[Collected data entries]
>>>>

PR #10523, opened 2022-11-15
[dagit] Asset details support for mulit-partitioned assets in Dagit

bengotow:
### Summary & Motivation

Loom summary: https://www.loom.com/share/651b06f0cc64478d9d1f38451b728b96

This PR brings support for multidimensional assets to the "launch backfill" modal and the Asset Details page, which now features a top level partitions tab. *To try this out, you need to have enabled the "New asset detail pages" feature flag!*

There are a few GraphQL adjustments here:

- We choose the time series partition instead of the static partition as the "Primary" by default

- We return `dimensions: []` instead of `dimensions: [{name: default, partitionKeys:[]}]` for an unpartitioned asset

Notes:

- We're using a small hack (detecting 0000-00-00 prefix pattern) to decide if a partition set is a time series. This controls whether the timeline health bar is shown, descending sort order, and whether "Last 50", "Last 100", etc. are presented as options in the backfill modal.

- We only support 2D multipartitioned assets - this is largely because of the GraphQL schema I think. All of the data storage is contained within  `usePartitionHealthData.tsx` and we just need to change the code there for the UI to go full N-dimensional.

- We do not currently support notifying you of missing upstream materializations when you launch a backfill of a two-dimensional range. We could do this, but it can be challenging to express what's missing and our UI doesn't offer enough granularity to remove exact offending asset keys.

- The health bar shows light green instead of "dotted" or "striped" for partially missing.

- The Asset Job partitions page only understands the primary dimension and shows light-green if some second dimensions are present and others are missing, and there is no "click to view details" interaction.

image


clairelin135 (commented):
The backend changes in this PR look great to me!

I did play around in Dagit with the new pages, love the new folder layout of the partitions and the separation between events/partitions.

I did notice a potential bug--seems like the number of partitions calculated for a time dimension might be incorrect. For the assets def below:
```
time_window_partitions = DailyPartitionsDefinition(start_date="2021-05-05")
static_partitions = StaticPartitionsDefinition(["a", "b", "c"])
composite = MultiPartitionsDefinition({"date": time_window_partitions, "abc": static_partitions})


@asset(partitions_def=composite)
def asset1():
    return 1
```
I'm seeing only a subset of the expected dates. Also not sure if we should make the primary dimension in the partition folder view the dimension displayed in the partition bar?
image
This also occurs in the materialize modal on the asset graph view, and I can't launch a backfill:
image

js_modules/dagit/packages/core/src/assets/AssetEventsV2.tsx
```diff
@@ -47,7 +43,7 @@ export const AssetOverview: React.FC<Props> = ({
     loadedPartitionKeys,
     refetch,
     loading,
-  } = useRecentAssetEvents(assetKey, assetHasDefinedPartitions, params);
+  } = useRecentAssetEvents(assetKey, false, params);
```
hellendag, line 46: Un-named boolean args make me itchy -- what does `false` mean?

js_modules/dagit/packages/core/src/assets/LaunchAssetChoosePartitionsDialog.tsx
```diff
@@ -319,50 +308,93 @@ const LaunchAssetChoosePartitionsDialogBody: React.FC<Props> = ({
...
+
+  if (upstreamUnavailableSpans.length === 0) {
+    return <span />;
+  }
+
+  return (
+    <Box margin={{top: 16}}>
+      <Alert
+        intent="warning"
+        title="Upstream Data Missing"
```
hellendag, line 384: Sentence case

js_modules/dagit/packages/core/src/assets/LaunchAssetChoosePartitionsDialog.tsx
```diff
@@ -319,50 +308,93 @@ const LaunchAssetChoosePartitionsDialogBody: React.FC<Props> = ({
...
+        description={
+          <>
+            {upstreamUnavailableSpans
+              .map((span) => stringForSpan(span, ranges[0].selected))
+              .join(', ')}
+            {
+              ' cannot be materialized because upstream materializations are missing. Consider materializing upstream assets or '
+            }
+            <a onClick={onRemoveUpstreamUnavailable}>remove these partitions</a>
```
hellendag, line 393: Use a `ButtonLink` instead, we should avoid using href-less anchors.

hellendag (approved):
There's a bit too much going on here for me to review it very effectively, but I understand that we're aiming to have it in pretty soon, so I'll go ahead and give it a stamp.

My main request is that critical pieces of this get tests soon.

hellendag:
Btw, the green/gray dot pair looks a bit like a `Switch` to me, so they may need a little space between them.

js_modules/dagit/packages/core/src/assets/AssetEventsV2.tsx
bengotow: Good catch going to change this now 👍

bengotow:
Thanks for the quick feedback @hellendag! @braunjj  per our discussion I'm going to remove the feature flag around this before it merges. What do you think of not overlapping the dots or overlapping them less?

bengotow:
Talked with Claire about her bug report above and it'll be fixed in a separate PR in the graphql layer 🙌

PR #10518, opened 2022-11-14
[dagster-airbyte] Add optional user-supplied function to customize asset keys

benpankow:
## Summary

Introduces an optional `connection_to_asset_key` function which can be supplied to `load_assets_from_airbyte_project` and `load_assets_from_airbyte_instance`. This allows a user to customize the asset keys associated with their Airbyte connections.

e.g.

```python
cached_assets = load_assets_from_airbyte_instance(
  airbyte_instance,
  connection_to_asset_key=lambda conn, table_name: f"{conn.name}_{table_name}"
)
```

## Test Plan

New unit tests.

PR #10217, opened 2022-10-26
[dagster-airbyte] Add ability to specify output IO managers

benpankow:
## Summary

Adds two new optional parameters to the Airbyte asset loading functions: `io_manager_key` and `connection_to_io_manager_key_fn`. The former defines an IO manager to apply to all Airbyte assets generated by the function, the latter lets the user customize on a per-connection basis (e.g. if they have many different destinations).

Also adds a new docs entry showing how to sequence downstream assets using this new parameter.

## Test Plan

Unit test.

PR #10529, opened 2022-11-15
[dagster-fivetran] Add optional user-supplied function to customize asset keys, io managers

benpankow:
## Summary

`dagster-fivetran` equivalent of #10518 and #10217, allows users employing `load_assets_from_fivetran_instance` to specify both custom asset keys and IO managers for each table/connector. New inputs:

- `io_manager_key`: defines an IO manager to apply to all Fivetran assets generated by the function.
- `connector_to_io_manager_key_fn`: defines a mapping function from connector to IO manager key for each Fivetran asset, useful if the user has many destinations.
- `connector_to_asset_key_fn`: defines a mapping function from connector & table name to output `AssetKey`.

```python
fivetran_cached_assets = load_assets_from_fivetran_instance(
    ft_instance,
    io_manager_key="snowflake_io_manager",
    connector_to_asset_key_fn=lambda conn, table: AssetKey([*conn.name.split("."), *table.split(".")])
)
```

## Test Plan

New unit tests.


sryza (dismissed):
We should be consistent on `_fn` at the end of these argument names

yuhan (approved):
let's update the summary to `*_fn` for future reference
lg2m!

PR #10532, opened 2022-11-15
Definitions class version

schrockn:
This is what this looks like in class-based version. This does not enforce one-repo-per-module.


schrockn:
going to different RFC

PR #10534, opened 2022-11-15
[freshness-policy] limited partition support

OwenKephart:
### Summary & Motivation

This adds limited time-windowed partition support for declarative scheduling. If an asset is partitioned, then it hands off control to the existing reconciliation logic, but in cases where you have a freshness policy defined downstream of a partitioned asset, we calculate the expected data time using the most recent partition key rather than the most recent materialization timestamp.

This is somewhat error prone, as really we should be using the the start timestamp of first missing time window, using something similar to get_never_requested_never_materialized_partitions() on the AssetReconciliation cursor, but this only contains information on root partitioned assets, and we need to know this for any asset in the graph. In the near future, we should be able to abuse the instance kvs stuff to stash the needed partition subset information for any asset in the graph, and switch over to using that instead.


sryza (commented):
It would be helpful to include a more granular unit test or few on `calculate_used_data` to verify / document its expected behavior for partitions.

PR #13784, opened 2023-04-19
Distinguish between an empty list of asset keys and passing None to the assetKeys parameter

gibsondan:
Summary:
I don't love that this requires callsites to distinguish between an empty list and None, but this makes it so that if you have a query that fetches assetNodes and explicitly passes in [] to the list of asset keys, it will return onone of them instead of all of them.

Test Plan: BK

### DIFF
--- a/python_modules/dagster-graphql/dagster_graphql/schema/roots/query.py
+++ b/python_modules/dagster-graphql/dagster_graphql/schema/roots/query.py
@@ -742,10 +742,16 @@ class GrapheneDagitQuery(graphene.ObjectType):
         pipeline: Optional[GraphenePipelineSelector] = None,
         assetKeys: Optional[Sequence[GrapheneAssetKeyInput]] = None,
     ) -> Sequence[GrapheneAssetNode]:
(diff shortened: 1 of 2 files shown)


python_modules/dagster-graphql/dagster_graphql/schema/roots/query.py
```diff
@@ -742,10 +742,16 @@ def resolve_assetNodes(
...
-        use_all_asset_keys = len(resolved_asset_keys) == 0
+        if assetKeys == []:
+            return []
+        elif not assetKeys:
+            use_all_asset_keys = True
+            resolved_asset_keys = None
+        else:
+            use_all_asset_keys = False
+            resolved_asset_keys = set(
+                AssetKey.from_graphql_input(asset_key_input) for asset_key_input in assetKeys or []
```
bengotow, line 753: Seems fine to leave it, but I think the ` or []` here can be removed now!

bengotow (approved):
LGTM!

PR #13789, opened 2023-04-19
add fetch depth 1000 so that the mdx preview link does not fail

prha:
## Summary & Motivation
We compare the head to the branch base to get a list of links to generate.

If there are more than one commits in the branch, this command will fail (see https://github.com/dagster-io/dagster/actions/runs/4734422024).

This PR sets the depth to 1000, which I think is the standard with the original checkout anyway ( how github actions powers the `on: paths:` directive.

## How I Tested These Changes
This very PR

### DIFF
--- a/.github/workflows/build-docs.yml
+++ b/.github/workflows/build-docs.yml
@@ -19,6 +19,8 @@ jobs:
     steps:
       - name: Checkout PR branch
         uses: actions/checkout@v3
+        with:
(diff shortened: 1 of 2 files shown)


benpankow (approved):
:no

prha:
Seems to add ~10-20s of latency... we can adjust this back down to around 100 if that's a problem

PR #13794, opened 2023-04-20
Add `node_info_to_auto_materialize_policy_fn` to `load_assets_from_dbt_*`

askvinni:
## Summary & Motivation
With the launch of `AutoMaterializePolicy`s, I had an immediate use case to implement them into my dbt assets. The proposed solution follows the same pattern as the `node_info_to_freshness_policy_fn`, where users can specify the auto materialization policy by default by adding it to the dbt model config under `dagster_auto_materialize_policy: {"type": "eager" | "lazy"}`.

## How I Tested These Changes
Added unit test and tested locally, run was successfully kicked off. Granted, I'm not sure this small test will be enough, but happy to add more if necessary.

### DIFF
--- a/python_modules/libraries/dagster-dbt/dagster_dbt/asset_defs.py
+++ b/python_modules/libraries/dagster-dbt/dagster_dbt/asset_defs.py
@@ -31,6 +31,7 @@ from dagster import (
 )
 from dagster._config.field import Field
 from dagster._config.field_utils import Permissive
+from dagster._core.definitions.auto_materialize_policy import AutoMaterializePolicy
 from dagster._core.definitions.events import (
     AssetMaterialization,
     AssetObservation,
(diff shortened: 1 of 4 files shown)


askvinni:
Just noticed the `AutoMaterializePolicy` argument in `AssetsDefinition` is marked as experimental. Let me know if I should add a similar flag here.

OwenKephart:
hey @askvinni ! This looks great, thanks for putting this out :)

Just one small issue, this new argument needs to be added here: https://sourcegraph.com/github.com/dagster-io/dagster/-/blob/python_modules/libraries/dagster-dbt/dagster_dbt/cloud/asset_defs.py?L321 as well (it's fine if it's just locked to the default function)

askvinni:
@OwenKephart Thanks for catching! Though since `AssetsDefinitionCacheableData` doesn't take `AutoMaterializePolicy`s, I took the liberty to take this offline so we can discuss a possible extension to this functionality, otherwise dbt cloud users would be missing out. I'm happy to take that as well (maybe in a separate PR) since I'm already on it.

OwenKephart (approved):
thanks again for implementing this!

PR #13801, opened 2023-04-20
[dagster-gcp] Dataproc resource upgrade to pythonic resource

jamiedemaria:
## Summary & Motivation
Rough first pass at converting the Dataproc resource to begin gathering feedback. This PR:
- renames `DataprocResource` class to `DataprocClient` (this class was not exported, so i think this should be fine)
- writes a new `DataProcResource` configurable resource
- The new resource can accept cluster config as a yaml file, json file, or python dictionary (we could trim this down to two options if we want)
- the new resource does not do any validation of the cluster config (we could try to add this if it seems valuable)
- the old resource is not updated to use the config of the new resource for 2 reasons: 1 - the config schema names are in camelCase and so a change to snake_case would be breaking, 2- the resource expects cluster config directly in the config schema. We could make the old resource accept the new resource config in addition to the old style config, and put deprecation warnings on old style config 

Lots still to do in this PR, most of which is testing, but i'd like to get a first pass of feedback on the general approach!

### DIFF
--- a/python_modules/libraries/dagster-gcp/dagster_gcp/dataproc/resources.py
+++ b/python_modules/libraries/dagster-gcp/dagster_gcp/dataproc/resources.py
@@ -1,10 +1,11 @@
 import json
 import time
 from contextlib import contextmanager
-from typing import Any, Mapping, Optional
+from typing import Any, Dict, Mapping, Optional
 
+import dagster._check as check
 import yaml
-from dagster import ConfigurableResource, resource
+from dagster import ConfigurableResource, IAttachDifferentObjectToOpContext, resource
 from googleapiclient.discovery import build
 from oauth2client.client import GoogleCredentials
 from pydantic import Field
@@ -155,7 +156,7 @@ class DataprocClient:
             self.delete_cluster()
 
 
-class DataprocResource(ConfigurableResource):
+class DataprocResource(ConfigurableResource, IAttachDifferentObjectToOpContext):
     project_id: str = Field(
         description=(
             "Required. Project ID for the project which the client acts on behalf of. Will be"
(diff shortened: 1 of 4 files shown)


jamiedemaria:
* master
  * **PR #13801** <a href="https://app.graphite.dev/github/pr/dagster-io/dagster/13801" target="_blank">Graphite</a>  👈

This comment was auto-generated by [Graphite](https://app.graphite.dev/github/pr/dagster-io/dagster/13801?utm_source=stack-comment).

python_modules/libraries/dagster-gcp/dagster_gcp/dataproc/resources.py
```diff
@@ -149,9 +155,75 @@ def cluster_context_manager(self):
...
+        with open(path, "r", encoding="utf8") as f:
+            return yaml.safe_load(f)
+
+    def _read_json_config(self, path: str) -> Mapping[str, Any]:
+        with open(path, "r", encoding="utf8") as f:
+            return json.load(f)
+
+    def get_client(self) -> DataprocClient:
+        cluster_config = None
+        if self.cluster_config_json_path:
```
benpankow, line 207: nit: raise an error if more than one config type is specified, rather than silently preferring one

benpankow (commented):
this seems like a very reasonable approach to me

I think no validation is fine for now, presumably Dataproc would complain at some point in the execution if it was passed bad config. The burden on our end of maintaining a config schema seems like a pain.

yuhan (dismissed):
i think it's a set of reasonable new apis. moving it back to your queue for getting the tests green.

> renames DataprocResource class to DataprocClient (this class was not exported, so i think this should be fine)

i did a quick grep and didn't see any mentions either so i think it's ok to rename

> the new resource does not do any validation of the cluster config (we could try to add this if it seems valuable)

i might have missed this in the status quo. what's the validation of cluster config are we talking about?

jamiedemaria:
> i might have missed this in the status quo. what's the validation of cluster config are we talking about?
just the built in config_schema type validation. Since the dataproc cluster config is built out in https://github.com/dagster-io/dagster/blob/master/python_modules/libraries/dagster-gcp/dagster_gcp/dataproc/configs_dataproc_cluster.py there would be the type checking that all config gets

benpankow (approved):
this looks good to me

PR #13802, opened 2023-04-20
[4/n][Runs page] Update columns to Runs Table

salazarm:
## Summary & Motivation

From Linear issue:

- Remove the big pile of tags and move them into a dialog that can be opened from the actions menu on each run.
- Some high-priority tags are still shown inline (snapshot and partition).
- Adds a new "Created by" column that shows either a user tag, sensor tag, or schedule tag. In OSS there may not be a user tag available so we'd just leave this blank.

Changes from figma: https://www.figma.com/file/28bQQedKzttjEyfciPtMQf/Runs-Filtering?node-id=101-5683&t=5JQXy8jKwA5n4PNC-0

<<<<

Set down verbatim only the lines between the start of the data above and the line with "- We do not", both boundaries included.

PR #10523, opened 2022-11-15
[dagit] Asset details support for mulit-partitioned assets in Dagit

bengotow:
### Summary & Motivation

Loom summary: https://www.loom.com/share/651b06f0cc64478d9d1f38451b728b96

This PR brings support for multidimensional assets to the "launch backfill" modal and the Asset Details page, which now features a top level partitions tab. *To try this out, you need to have enabled the "New asset detail pages" feature flag!*

There are a few GraphQL adjustments here:

- We choose the time series partition instead of the static partition as the "Primary" by default

- We return `dimensions: []` instead of `dimensions: [{name: default, partitionKeys:[]}]` for an unpartitioned asset

Notes:

- We're using a small hack (detecting 0000-00-00 prefix pattern) to decide if a partition set is a time series. This controls whether the timeline health bar is shown, descending sort order, and whether "Last 50", "Last 100", etc. are presented as options in the backfill modal.

- We only support 2D multipartitioned assets - this is largely because of the GraphQL schema I think. All of the data storage is contained within  `usePartitionHealthData.tsx` and we just need to change the code there for the UI to go full N-dimensional.

- We do not currently support notifying you of missing upstream materializations when you launch a backfill of a two-dimensional range. We could do this, but it can be challenging to express what's missing and our UI doesn't offer enough granularity to remove exact offending asset keys.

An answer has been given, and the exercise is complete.